● Problem to solve: If a line in the data below includes the string "opened", please return a copy of it.

● Record excerpts:
PR #1140, opened 2020-01-25
WIP: Parse dont validate

dtkav:
 - move type coercion into one place (with validation)
 - move sanitization to just before populating function arguments to avoid over-matching (like "$abc" and "abc$")
 - refactor + simplify notorious `_get_body_argument()` function.

### DIFF
--- a/connexion/decorators/validation.py
+++ b/connexion/decorators/validation.py
@@ -74,6 +74,8 @@ def coerce_type(param, value, parameter_type, parameter_name=None):
                 for k, v in d.items():
                     if k in schema['properties']:
                         d[k] = cast_leaves(v, schema['properties'][k])
+                    elif schema.get('additionalProperites'):
+                        d[k] = cast_leaves(v, schema['additionalProperties'])
                 return d
             return cast_leaves(value, param_schema)
         return value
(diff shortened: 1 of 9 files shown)


connexion/decorators/validation.py
```diff
@@ -71,15 +70,13 @@ def make_type(value, type_literal):
...
                 if type(d) is not dict:
-                    try:
-                        return make_type(d, schema['type'])
-                    except (ValueError, TypeError):
-                        return d
+                    return coerce_type(schema, d, parameter_type)
                 for k, v in d.items():
                     if k in schema['properties']:
                         d[k] = cast_leaves(v, schema['properties'][k])
+                    elif schema.get('additionalProperites'):
```
cognifloyd: how does this handle an explicit `additionalProperties: true`?
It looks like it calls `cast_leaves` -> `coerce_type` so `param` ends up as a True bool, so `param.get("schema", param)` (line 54) should fail.
If `additionalProperties` is not defined or None (ie the default value of True applies), then this skips handling it.
```suggestion
                    elif schema.get('additionalProperites') and not isinstance(schema.get('additionalProperties'), bool):
```
But that doesn't handle cases where `additionalProperties` are just allowed, and no schema for them is defined.

ThomasBendaSEL: also spelling - 'additionalPrope**rites**' --> 'additionalPrope**rties**'

RobbeSneyders:
This split is now done as part of https://github.com/spec-first/connexion/issues/1489.

PR #1150, opened 2020-02-10
Use `body` for DELETEs

### LINKED ISSUE #517: Attempting to run a DELETE request with an empty, non-required body returns a 400
### Description
When defining a DELETE endpoint, I have an optional body parameter of type array to provide a list of keys to delete.  If I provide that list, the endpoint will delete just those keys (this works fine).

What I would like to do is to make the body parameter on the delete request optional, such that if I don't provide it, I expect the endpoint to delete all its elements.

### Expected behaviour
When the DELETE request is called with no body, Connexion passes the body parameter as None to the endpoint handler function.

### Actual behaviour
Connexion returns a 400 error:
```
{
  "detail": "None is not of type 'array'",
  "status": 400,
  "title": "Bad Request",
  "type": "about:blank"
}
```

### Steps to reproduce
Define a DELETE endpoint such as:
```yaml
paths:
  /items/:
    delete:
      summary: Delete a list of items or all of them
      description: |
        Given a list of IDs the end point will delete them. If however provided
        an empty list, the end point will delete all items
      operationId: delete_items
      produces:
         - application/json
         - application/problem+json
      parameters:
        - $ref: "#/parameters/items_keys"
      responses:
        200:
          description: Items deleted.
          examples:
            application/json:
              "\"Items Deleted\""

parameters:
  items_keys:
    name: forDelete
    description: IDs for deletion
    in: body
    required: false
    schema:
      type: array
      items:
        $ref: "#/definitions/key"

definitions:
  key:
    additionalProperties: false
    type: string
```

And an endpoint:
```python
def delete_items(forDelete):
    # Do some stuff here using either a list or a None type for forDelete    
    pass
```

### Additional info:

Output of the commands:

- `python --version`
```
Python 3.5.2
```
```
Version: 1.1.9
```

rail:
According to
https://developer.mozilla.org/en-US/docs/Web/HTTP/Methods/DELETE, the
`DELETE` method may use a request with a body.

Fixes #517

 - Do not ignore the "DELETE" method while converting the request body into function args/kwargs.

### DIFF
--- a/connexion/operations/abstract.py
+++ b/connexion/operations/abstract.py
@@ -267,7 +267,7 @@ class AbstractOperation(SecureOperation, metaclass=abc.ABCMeta):
         ret.update(self._get_query_arguments(query_params, arguments,
                                              has_kwargs, sanitize))
 
-        if self.method.upper() in ["PATCH", "POST", "PUT"]:
+        if self.method.upper() in ["DELETE", "PATCH", "POST", "PUT"]:
             ret.update(self._get_body_argument(body, arguments,
                                                has_kwargs, sanitize))
             ret.update(self._get_file_arguments(files, arguments, has_kwargs))


dtkav:
Unfortunately this violates the openapi specification. See #517 for more details.

rail:
Oh, I see. Thanks for the pointer.

PR #1158, opened 2020-02-17
Fix typo in security.rst from of to an or

qasimalbaqali:
Changed `of` to an `or`, I guessed a Dutch person wrote this and noticed it's one of the biggest gotchas to see if a Dutchie is the author.

Fixes # .
There is a type in the document where an or should replace the of.

 - Change "For example, an `x-tokenInfoFunc` of `auth.verifyToken` would pass..." to "For example, an `x-tokenInfoFunc` or `auth.verifyToken` would pass..."

### DIFF
--- a/docs/security.rst
+++ b/docs/security.rst
@@ -11,7 +11,7 @@ With Connexion, the API security definition **must** include a
 ``x-tokenInfoFunc`` must contain a reference to a function
 used to obtain the token info. This reference should be a string using
 the same syntax that is used to connect an ``operationId`` to a Python
-function when routing. For example, an ``x-tokenInfoFunc`` or 
+function when routing. For example, an ``x-tokenInfoFunc`` with a value of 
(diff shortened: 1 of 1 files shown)


hjacobs:
I think "or" makes no sense here as the meaning is that "auth.verifyToken" is the property value of "x-tokenInfoFunc".

qasimalbaqali:
My guess was wrong then, my apologies.

hjacobs:
@qasimalbaqali we could change "of" to "with a value of" to make it more clear. WDYT?

qasimalbaqali:
I agree this makes more sense reading it like that.

hjacobs:
@qasimalbaqali can you update your PR accordingly? Thanks!

qasimalbaqali:
Changed accordingly

hjacobs:
:+1:

PR #1163, opened 2020-02-20
Enforcedefaults aiohttp

### LINKED ISSUE #1162: Body validator cannot change body itself when using AioHttpApp
### Description

[This](https://github.com/zalando/connexion/tree/master/examples/swagger2/enforcedefaults) doesn't work for the request body when using aiohttp and openapi3. The `body` argument of a handler is not affected by the validator. When using with OpenAPI 3.0, there is AFAIK no concept like `in: body` parameters, so it is quite a problem because there is no way to force the default values inside the body JSON.

### Expected behaviour

See https://github.com/p4l1ly/connexion/tree/enforcedefaults_aiohttp/examples/openapi3/enforcedefaults_aiohttp

Expected response is `{"foo": "foo"}`

### Actual behaviour

When the [example](https://github.com/p4l1ly/connexion/tree/enforcedefaults_aiohttp/examples/openapi3/enforcedefaults_aiohttp) is run using the current `zalando/master` branch, actual response is `{}`

### Steps to reproduce

Install connexion with `swagger-ui` support, run the [example](https://github.com/p4l1ly/connexion/tree/enforcedefaults_aiohttp/examples/openapi3/enforcedefaults_aiohttp)

Issue `curl -X POST localhost:8080/api/echo -H 'Content-Type: application/json' -d '{}'`

### Additional info:

Output of the commands:

- `python --version` `Python 3.7.6`
- `pip show connexion | grep "^Version\:"` `Version: 2.6.0`

p4l1ly:
Fixes #1162 .

 - Lazy load the `ConnexionRequest.json` property.
 - Example added.


connexion/lifecycle.py
```diff
@@ -24,7 +23,9 @@ def __init__(self,
 
     @property
     def json(self):
-        return self.json_getter()
+        if not hasattr(self, '_json'):
```
hjacobs: I think this change is unrelated to your example, why did you add it?

p4l1ly: It is related. Actually it fixes the issue #1162. As opposed to FlaskApp, [this code](https://github.com/zalando/connexion/blob/master/connexion/apis/aiohttp_api.py#L318)  says that the body is recomputed each time we access `ConnexionRequest.json`. So if a validator changes the json, it is not reflected in the `body` argument because [here](https://github.com/zalando/connexion/blob/master/connexion/decorators/parameter.py#L90) it is recomputed again.

p4l1ly: If you don't believe, please try the example without this change and see that it behaves differently (the `foo` attribute is not added with the default value).

RobbeSneyders (approved):
Thx @p4l1ly!

PR #1170, opened 2020-03-04
openapi: remove JSON body second validation and type casting

### LINKED ISSUE #691: `oneOf` does not work on `requestBody` when `oneOf` is nested under `#/components/schemas`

● Expected answer:
PR #1140, opened 2020-01-25
PR #1150, opened 2020-02-10
PR #1158, opened 2020-02-17
PR #1163, opened 2020-02-20
PR #1170, opened 2020-03-04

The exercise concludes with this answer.